==== Working data
PR #2256, opened 2021-03-31
Add option to test TLS session reuse

catalinr-m:
Running
```
libwebsockets-test-client https://warmcat.com --port=443 --ssl --multi-test --tls-session-reuse
```
prints
```
[2021/03/31 02:30:48:7136] N: __lws_tls_session_create: new 46.105.127.147:443 ttl 7200s
[2021/03/31 02:30:48:7137] N: __lws_tls_session_create: update 46.105.127.147:443 ttl 7200s
```
```
[2021/03/31 02:30:48:7244] N: __lws_tls_session_create: update 46.105.127.147:443 ttl 7200s
[2021/03/31 02:30:48:7245] N: __lws_tls_session_create: update 46.105.127.147:443 ttl 7200s
```
```
[2021/03/31 02:30:48:7278] N: __lws_tls_session_create: update 46.105.127.147:443 ttl 7200s
[2021/03/31 02:30:48:7279] N: __lws_tls_session_create: update 46.105.127.147:443 ttl 7200s
```


lws-team:
FYI you can update your PR with new patches rather than a new PR for each one.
========
#### [Exercise details]
Return the entries in full, keeping every line exactly as it is.

#### [Answer]
PR #2256, opened 2021-03-31
Add option to test TLS session reuse

catalinr-m:
Running
```
libwebsockets-test-client https://warmcat.com --port=443 --ssl --multi-test --tls-session-reuse
```
prints
```
[2021/03/31 02:30:48:7136] N: __lws_tls_session_create: new 46.105.127.147:443 ttl 7200s
[2021/03/31 02:30:48:7137] N: __lws_tls_session_create: update 46.105.127.147:443 ttl 7200s
```
```
[2021/03/31 02:30:48:7244] N: __lws_tls_session_create: update 46.105.127.147:443 ttl 7200s
[2021/03/31 02:30:48:7245] N: __lws_tls_session_create: update 46.105.127.147:443 ttl 7200s
```
```
[2021/03/31 02:30:48:7278] N: __lws_tls_session_create: update 46.105.127.147:443 ttl 7200s
[2021/03/31 02:30:48:7279] N: __lws_tls_session_create: update 46.105.127.147:443 ttl 7200s
```


lws-team:
FYI you can update your PR with new patches rather than a new PR for each one.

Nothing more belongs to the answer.